As the climate changes, natural disasters on the scale of Hurricane Katrina (which damaged 19 percent of American oil production) are growing more common. The threat of a paralyzing terrorist attack, like a targeted strike on a major port or waterway, meanwhile, has loomed over the global energy trade for years. Increasingly powerful cyberattacks hold the potential to take down the US electrical grid, bringing the global economy to its knees. All of this to say nothing of the inevitable pressures that have come with globalization, like financial contagion, sector-wide bankruptcies, and defaults.
The good news is that the tightness of supply chains can be a source of resilience as well as vulnerability. In Japan and elsewhere, some car manufacturers have forged close supportive relationships with their suppliers, including taking equity stakes in their businesses to signal a greater commitment.

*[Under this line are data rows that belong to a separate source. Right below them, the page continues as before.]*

PR #76, opened 2016-04-12
Fix/lsf integration fails

ph:
This was a nasty bug, I did not have it all the time, It might be related to the jruby version I was running at the time I created the tests.

The problem was the following, LSF metadata doesn't have the right encoding and was making the server thread crash. You can see it by enabling `DEBUG` when running the integration test.

This PR also make sure the plugin is a drop in replacement for lumberjack, since the hash send by LSF and filebeat are a bit different.

### DIFF
--- a/lib/logstash/inputs/beats.rb
+++ b/lib/logstash/inputs/beats.rb
@@ -95,7 +95,7 @@ class LogStash::Inputs::Beats < LogStash::Inputs::Base
   config :congestion_threshold, :validate => :number, :default => 5
 
   # This is the default field that the specified codec will be applied
-  config :target_field_for_codec, :validate => :string, :default => "message"
+  config :target_field_for_codec, :validate => :string, :default => "message", :deprecated => "This option is now deprecated, the plugin is now compatible with Filebeat and Logstash-Forwarder"
 
   # TODO(sissel): Add CA to authenticate clients with.
   RECONNECT_BACKOFF_SLEEP = 0.5
--- a/lib/logstash/inputs/beats_support/connection_handler.rb
+++ b/lib/logstash/inputs/beats_support/connection_handler.rb
@@ -2,6 +2,7 @@
 require "logstash/inputs/beats"
 require "logstash/inputs/beats_support/decoded_event_transform"
 require "logstash/inputs/beats_support/raw_event_transform"
+require "lumberjack/beats"
 
 module LogStash::Inputs::BeatsSupport
   # Handle the data coming from a connection
@@ -40,7 +41,11 @@ module LogStash::Inputs::BeatsSupport
                                       :peer => @connection.peer)
 
       # Filebeats uses the `message` key and LSF `line`
-      target_field = @input.target_field_for_codec ? hash.delete(@input.target_field_for_codec) : nil
+      target_field = if from_filebeat?(hash)
+                       hash.delete(Lumberjack::Beats::FILEBEAT_LOG_LINE_FIELD)
+                     elsif from_logstash_forwarder?(hash)
+                       hash.delete(Lumberjack::Beats::LSF_LOG_LINE_FIELD)
+                     end
 
       if target_field.nil?
         @logger.debug? && @logger.debug("Beats input: not using the codec for this event, can't find the codec target field",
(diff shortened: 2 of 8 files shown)


lib/logstash/inputs/beats.rb
```diff
@@ -95,7 +95,7 @@ class InsertingToQueueTakeTooLong < Exception; end
   config :congestion_threshold, :validate => :number, :default => 5
 
   # This is the default field that the specified codec will be applied
-  config :target_field_for_codec, :validate => :string, :default => "message"
+  config :target_field_for_codec, :validate => :string, :default => "message", :deperecated => "This option is now deprecated, the plugin is now compatible with Filebeat and Logstash-Forwarder"
```
jsvd: deperecated => deprecated

lib/logstash/inputs/beats_support/connection_handler.rb
```diff
@@ -40,7 +43,11 @@ def process(hash, identity_stream)
                                       :peer => @connection.peer)
 
       # Filebeats uses the `message` key and LSF `line`
-      target_field = @input.target_field_for_codec ? hash.delete(@input.target_field_for_codec) : nil
+      target_field = if from_filebeat?(hash)
+                       hash.delete(FILEBEAT_LOG_LINE_FIELD)
+                     elsif from_logstash_forwarder?(hash)
+                       hash.delete(LSF_LOG_LINE_FIELD)
```
jsvd: should we worry about `else` ?

lib/logstash/inputs/beats_support/connection_handler.rb
```diff
@@ -75,5 +82,14 @@ def flush(&block)
 
       @codec.flush(&block)
     end
+
+    private
+    def from_filebeat?(hash)
+      !hash[FILEBEAT_LOG_LINE_FIELD].nil?
```
jsvd: any reason not to do just `hash[FILEBEAT_LOG_LINE_FIELD]`?

lib/lumberjack/beats/server.rb
```diff
@@ -485,6 +485,14 @@ def read_socket(&block)
       end
     end
 
+    def normalize_v1_metadata_encoding(map)
+      # lets normalize the metadata of the v1 frame to make
+      # sure everything is utf-8 minus the content itself.
+      # We need this to make this plugin backward compatible.
```
jsvd: can you elaborate more on why this is needed? why is the content special in that it can't be force encoded too?

lib/lumberjack/beats/server.rb
```diff
@@ -485,6 +485,14 @@ def read_socket(&block)
...
+      map.each { |k, v| map[k].force_encoding(Encoding::UTF_8) unless k == "line" }
```
jsvd: I suggest using `LSF_LOG_LINE_FIELD` here

lib/logstash/inputs/beats_support/connection_handler.rb
ph: Since there is json involved I was worried about receiving a fixnum.

lib/logstash/inputs/beats_support/connection_handler.rb
ph: The other if will take care of it, it means we have received data from something other than filebeat itself.. Could be `topbeat`

lib/lumberjack/beats/server.rb
ph: Oh true, I will put the constant here.

lib/lumberjack/beats/server.rb
ph: LSF is a weird beast, it doesn't return the metadata content in utf-8 (path.. offset) etc and this make logstash crash.
If you look at the lumberjack input https://github.com/logstash-plugins/logstash-input-lumberjack/blob/master/lib/logstash/inputs/lumberjack.rb#L112, I though it was best to move it closer to the actual data parsing. At that stage we know its from LSF or filebeat.
On the other hand filebeat is good citizen :(

ph:
@jsvd I have applied your review, anything else?

guyboertje:
@jsvd - thanks for doing the review.

jsvd:
LGTM, confirmed using this branch allowed logstash to correctly receive data from beats/lumberjack output/lsf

Such partnerships were key in helping Renesas secure a bailout deal, led by Toyota and other manufacturers in exchange for equity, in December 2012, the rest came from a government public restructuring fund, the Innovation Network Corporation of Japan. The firm has since managed to retain its 40-percent share of the world’s market in microcontrollers and has recovered enough to plan a major takeover of an American rival. One can only hope the next company that comes close to crashing a vital global supply chain gets equally lucky.